How do I turn off thinking mode in qwen3?

Append /no_think to any message prompt. For example: "What is the capital of France? /no_think" - the model skips the reasoning chain and answers directly. Use /think to force it back on for a specific message.

Why is qwen3:8b responding slowly in Ollama?

Thinking mode is likely on. qwen3:8b generates a full reasoning chain inside tags before giving its final answer. On complex questions this can take 30-60 seconds. Add /no_think to your prompt to skip it, or disable it by default via a system prompt.

Does qwen3 thinking mode use more context window?

Yes. The thinking tokens are generated and counted against your context window (num_ctx) before the final answer begins. On a complex question, the reasoning chain can consume 500-2000 tokens. If you have num_ctx set to 4096 for speed, a long thinking chain leaves less room for the actual conversation history.

When should I use qwen3 thinking mode?

Use thinking mode for math problems, multi-step logic, complex code review, debugging, and any task where working through it step by step would help. Turn it off for simple questions, casual chat, creative writing, translation, and anything where speed matters more than depth.

← The Context Window

Ollama · June 26, 2026

Qwen3's Thinking Mode: When to Use It and How to Turn It Off

OpenClaw Sanctuary · 5 min read

Pull qwen3:8b and start using it for everything, and at some point you notice it feels slow on questions that should be simple. You ask it what 47 times 13 is and instead of answering in a second, it pauses for five. That's not a problem with the model - that's thinking mode doing exactly what it's supposed to do. The question is whether you actually want it to.

What thinking mode is

Qwen3 includes a hybrid reasoning capability. When thinking mode is active, the model works through the problem internally before producing its final answer - similar in concept to how DeepSeek-R1 shows its chain of thought. In Ollama's API, this shows up as text inside <think>...</think> tags that precedes the actual response content.

When you run ollama run qwen3:8b interactively, Ollama collapses these thinking tokens so you see only the final answer - but they're still being generated and still taking time. Hit the Ollama API directly and you'll see the full output including the reasoning chain.

For hard problems this is genuinely useful. The model that reasoned through a math problem step by step before answering gets the right answer more often than the one that guessed immediately. But for "what's the capital of France" that reasoning chain is waste - the model still generates it, it just isn't helping.

How to toggle it

Qwen3 supports per-message control with two tokens you append to your prompt:

Terminal / API

# Disable thinking for this message
ollama run qwen3:8b "What is the capital of France? /no_think"

# Force thinking on for this message
ollama run qwen3:8b "Prove that sqrt(2) is irrational. /think"

/no_think skips the reasoning chain entirely. The model answers directly from its training knowledge, which is fast and usually right for factual or conversational queries. /think forces it on even if thinking is currently disabled by default.

In the Ollama API you pass these the same way - just append to the message content string. In Open WebUI, type them at the end of your message in the chat box.

Thinking tokens eat your context window

This is the part most people don't think about. The <think> block is generated tokens, and they count against your num_ctx setting just like everything else in the conversation.

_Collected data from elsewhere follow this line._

PR #2835, opened 2026-04-03
feat: add CostTracker for per-agent token cost attribution

NithiN-1808:
### Summary
Adds a `CostTracker` class that plugs into the existing `TracingProcessor` pipeline and gives developers real-time, per-agent token usage and estimated USD cost — without any changes to how agents or runners are used.

---

### Motivation
Developers building multi-agent workflows have no visibility into which agent or handoff is driving API costs. The only current option is checking the OpenAI billing dashboard, which gives totals with no per-agent attribution.

---

### What's added

**`src/agents/cost_tracker.py`**
- `CostTracker` — thread-safe accumulator with `.record()`, `.summary()`, `.total_cost()`, `.total_tokens()`, `.reset()`, and thread-safe `.by_agent` / `.by_model` snapshot properties
- `CostTrackerProcessor` — zero-config hook into the existing tracing pipeline
- Handles both `GenerationSpanData` (legacy `OpenAIChatCompletionsModel` path) and `ResponseSpanData` (default `OpenAIResponsesModel` / Responses API path), with a defensive import so older SDK versions continue to work
- Built-in pricing table for all current models with longest-prefix matching for versioned names (e.g. `gpt-4o-mini-2024-07-18` → `gpt-4o-mini`)
- Custom pricing support via `CostTracker(pricing={...})` for fine-tuned models or when prices change
- Warning logs on unknown models and unresolvable agent attribution — never silently misattributes cost

**`tests/test_cost_tracker.py`** — 12 tests covering pricing math, multi-agent breakdowns, model breakdowns, thread safety, snapshot isolation, and reset behaviour

---

### Usage

```python
from agents.tracing import add_trace_processor
from agents.cost_tracker import CostTracker, CostTrackerProcessor

tracker = CostTracker()
add_trace_processor(CostTrackerProcessor(tracker))

# ... run your agents normally ...

print(tracker.summary())
# {
#   "total_cost_usd": 0.000412,
#   "total_input_tokens": 310,
#   "total_output_tokens": 89,
#   "total_calls": 2,
#   "by_agent": {
#     "Researcher": {"input_tokens": 200, "output_tokens": 60, "cost_usd": 0.000270, "calls": 1},
#     "Writer":     {"input_tokens": 110, "output_tokens": 29, "cost_usd": 0.000142, "calls": 1}
#   },
#   "by_model": {
#     "gpt-4o-mini": {"input_tokens": 310, "output_tokens": 89, "cost_usd": 0.000412, "calls": 2}
#   }
# }
```

Custom pricing for fine-tuned models:
```python
tracker = CostTracker(pricing={
    "ft:gpt-4o-mini:my-org": {"input": 0.0003, "output": 0.0012},
})
```

---

### Design decisions

| Decision | Rationale |
|---|---|
| Zero breaking changes | Purely additive — no existing API modified |
| Both span types handled | Default SDK path uses `ResponseSpanData`, not `GenerationSpanData`; omitting it meant the tracker silently recorded nothing on a standard setup |
| `by_agent`/`by_model` as snapshot properties | Returns a deep copy under lock — thread-safe to read without requiring callers to use `summary()` |
| No fallback to last-known agent | A missed parent ID logs a warning and attributes to `"unknown"` rather than silently billing the wrong agent |
| Custom pricing via constructor | Prices change; fine-tuned models have different rates. Avoids forking the file for custom setups |
| Longest-prefix model matching | Versioned names like `gpt-4o-mini-2024-07-18` resolve correctly without needing an exhaustive list of every dated variant |

---

### Pricing table
Built-in rates are sourced from [openai.com/api/pricing](https://openai.com/api/pricing) and last verified April 2026. The table is easy to update and can be fully overridden per-instance via the `pricing=` argument.

---

### Testing
```
python -m pytest tests/test_cost_tracker.py -v
# 12 passed
```

### DIFF
--- a/src/agents/cost_tracker.py
+++ b/src/agents/cost_tracker.py
@@ -31,30 +31,57 @@ Basic usage::
         #                     "cost_usd": 0.000412, "calls": 2}
         #   }
         # }
+
+Custom pricing::
+
+    tracker = CostTracker(pricing={
+        "gpt-4o": {"input": 0.0025, "output": 0.010},
+    })
 """
 
 from __future__ import annotations
 
+import logging
 import threading
 from collections import defaultdict
 from dataclasses import dataclass
-from typing import Any, TYPE_CHECKING
+from typing import Any
 
-if TYPE_CHECKING:
-    from agents.tracing.spans import Span
-    from agents.tracing.traces import Trace
+# SDK tracing imports — at the top where they belong
+from agents.tracing.processor_interface import TracingProcessor
+from agents.tracing.span_data import AgentSpanData, GenerationSpanData
+
+# ResponseSpanData is the span type emitted by the default OpenAIResponsesModel
+# path. Import it defensively — older SDK versions may not have it.
+try:
+    from agents.tracing.span_data import ResponseSpanData  # type: ignore[attr-defined]
+    _HAS_RESPONSE_SPAN = True
+except ImportError:
+    ResponseSpanData = None  # type: ignore[assignment,misc]
+    _HAS_RESPONSE_SPAN = False
+
+log = logging.getLogger(__name__)
 
 # ---------------------------------------------------------------------------
-# Pricing table — USD per 1,000 tokens (April 2026)
-# Update this table as OpenAI releases new models or changes pricing.
-# See: https://openai.com/api/pricing
+# Pricing table — USD per 1,000 tokens
+# Last verified: April 2026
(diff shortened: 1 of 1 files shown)


seratch:
Hi @NithiN-1808, thanks for your interest! However, we won't have this type of module as part of this core SDK. If you think this could be useful for other developers as well, please feel free to share the code in your own repository and publish it as your own package.

PR #2857, opened 2026-04-08
fix(tracing): prevent RecursionError in truncation of truncated previews

### LINKED ISSUE #2856: RecursionError in tracing truncation: preview dict recursively re-truncated when message content is None
### Describe the bug
When the LLM response contains `None` values and the response needs to be truncated, tracing export sometimes crashes with:

```text
RecursionError: maximum recursion depth exceeded
...
_truncate_json_value_for_limit -> _truncate_mapping_for_json_limit
-> _truncate_json_value_for_limit -> _truncate_mapping_for_json_limit ...
The crash happens during trace sanitization/truncation, which then hides/noises the original run error.
```
**Observed trigger**
A generation payload contains assistant messages like:

```python
{"role": "assistant", "content": None, "tool_calls": [...]}
```
It is identified as the largest key and needs to be truncated. And the `child_budget` is set to 0. Then truncation enters recursive growth and eventually stack overflow.

**Root cause**
In `BackendSpanExporter`:

- `_truncate_json_value_for_limit()` returns `_truncated_preview(value)` for non-str/dict/list values.

- For `None` in  "content", `_truncated_preview()` returns a dict: 
```python
{'truncated': True, 'original_type': 'NoneType', 'preview': '<NoneType truncated>'}
```

- That dict is then treated as a normal mapping again by `_truncate_mapping_for_json_limit()`.

- When key `"truncated"` (bool True) is processed, `bool` is again converted to `_truncated_preview(True)` (dict), replacing a primitive with a nested dict.

- This can repeat recursively under tight budget and cause RecursionError.

So this is not user payload circular reference, but truncation logic recursively re-truncating its own preview structure.

```python
def _truncated_preview(self, value: Any) -> dict[str, Any]:
        type_name = type(value).__name__
        preview = f"<{type_name} truncated>"
        if isinstance(value, dict):
            preview = f"<{type_name} len={len(value)} truncated>"
        elif isinstance(value, (list, tuple, set, frozenset)):
            preview = f"<{type_name} len={len(value)} truncated>"
        elif isinstance(value, (bytes, bytearray, memoryview)):
            preview = f"<{type_name} bytes={len(value)} truncated>"

        return {
            "truncated": True,
            "original_type": type_name,
            "preview": preview,
        }
```

Image

**Minimal traceback shape**

```text
_truncate_json_value_for_limit
  -> _truncate_mapping_for_json_limit
    -> _truncate_json_value_for_limit
      -> _truncate_mapping_for_json_limit
      ...
RecursionError: maximum recursion depth exceeded
```

### Debug information
- Agents SDK version: `0.13.5`
- Python version: `Python 3.12`

### Repro steps

This error only occurs when the LLM response contains `None` values and the response needs to be truncated, making it not easy to reproduce.

### Expected behavior
Tracing sanitization should never recurse infinitely or overflow stack. If payload is too large/unserializable, it should degrade to a stable terminal preview.

Bahtya:
## Problem

When LLM responses contain `None` values and need truncation, `_truncate_json_value_for_limit` crashes with `RecursionError`. The truncation logic re-processes its own preview dicts, creating an infinite loop.

## Root Cause

1. `_truncated_preview()` returns `{"truncated": True, "original_type": "NoneType", "preview": "..."}`
2. `_truncate_json_value_for_limit()` treats this as a regular dict → calls `_truncate_mapping_for_json_limit()`
3. The `True` bool value gets wrapped by `_truncated_preview(True)` into yet another dict
4. This new dict is again treated as a regular mapping → infinite recursion

## Solution

Detect truncated preview dicts (have `"truncated": True`, `"original_type"`, `"preview"` keys) and return them immediately without re-processing.

```python
if value.get("truncated") is True and "original_type" in value and "preview" in value:
    return value
```

Fixes #2856

### DIFF
--- a/src/agents/tracing/processors.py
+++ b/src/agents/tracing/processors.py
@@ -299,7 +299,7 @@ class BackendSpanExporter(TracingExporter):
             # Use a sentinel key to reliably identify SDK-generated previews
             # without matching arbitrary user data that happens to use the
             # same key names.
-            if self._TRUNCATED_PREVIEW_KEY in value:
+            if value.get(self._TRUNCATED_PREVIEW_KEY) is True and "original_type" in value and "preview" in value:
                 return value
             return self._truncate_mapping_for_json_limit(value, max_bytes)
 


seratch:
Thanks for trying to resolve the issue. I came up with an alternative one for this, and it should work well: https://github.com/openai/openai-agents-python/pull/2860

seratch:
Closing this in favor of #2860

PR #2871, opened 2026-04-10
fix: preserve output type in FunctionSpanData.export()

lawrence3699:
### Summary

`FunctionSpanData.export()` applies `str(self.output) if self.output else None`, which corrupts traced tool outputs in two ways:

1. **Dict/list outputs become Python repr strings.** A tool returning `{"status": "ok"}` gets exported as the string `"{'status': 'ok'}"` — single quotes, Python-style booleans — instead of staying as a dict that `json.dumps` can serialize correctly. This means the tracing ingest API receives malformed data.

2. **Falsy but valid outputs are dropped.** A tool returning `0`, `False`, `""`, or `[]` gets exported as `None`, losing the actual result.

The sibling class `GenerationSpanData.export()` passes `self.output` through directly without conversion. This fix aligns `FunctionSpanData` with that pattern.

### Test plan

- Added `tests/tracing/test_span_data.py` with 10 unit tests covering dict, string, None, falsy (0, False, empty string, empty list), list, and numeric outputs.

The Ollama Advanced guide recommends setting num_ctx to 4096 for speed on most setups. On a complex question, qwen3's reasoning chain can run 500-1500 tokens on its own. That's a meaningful chunk of a 4096 context budget, leaving less room for conversation history and the actual answer.

If you're using thinking mode regularly for hard tasks, bump num_ctx to 8192 or higher so the reasoning chain doesn't crowd out the rest of the context. Note that 8192 context with thinking enabled is noticeably more RAM-hungry than the default - if your machine feels sluggish at this setting, the mini PC guide covers hardware that handles qwen3:8b at full context without thermal throttling:

Terminal

ollama run qwen3:8b --num_ctx 8192

API

curl http://localhost:11434/api/chat -d '{
  "model": "qwen3:8b",
  "messages": [{"role": "user", "content": "Review this algorithm for efficiency... /think"}],
  "options": {"num_ctx": 8192},
  "stream": false
}'

When to use each mode

Use thinking mode for:

Math problems and proofs
Multi-step logic and reasoning
Complex code review and debugging
Planning tasks with multiple constraints
Questions where being wrong has a cost

Skip thinking mode for:

Simple factual questions
Casual chat and brainstorming
Creative writing and summarization
Translation
Anything where a 5-second delay is annoying and accuracy isn't critical

Setting a default in Open WebUI

If you want thinking off by default for everyday use, set a system prompt in Open WebUI that includes the preference. Go to Settings > System Prompt and add something like:

System Prompt

You are a helpful assistant. Answer directly and concisely. /no_think

This applies /no_think to every conversation by default. You can still override it on specific messages by appending /think when you need deeper reasoning.

The same pattern works for OpenClaw skills - add /no_think to the user message string before passing it to Ollama when the task doesn't need reasoning depth. Reserve /think for skills doing complex analysis or multi-step planning.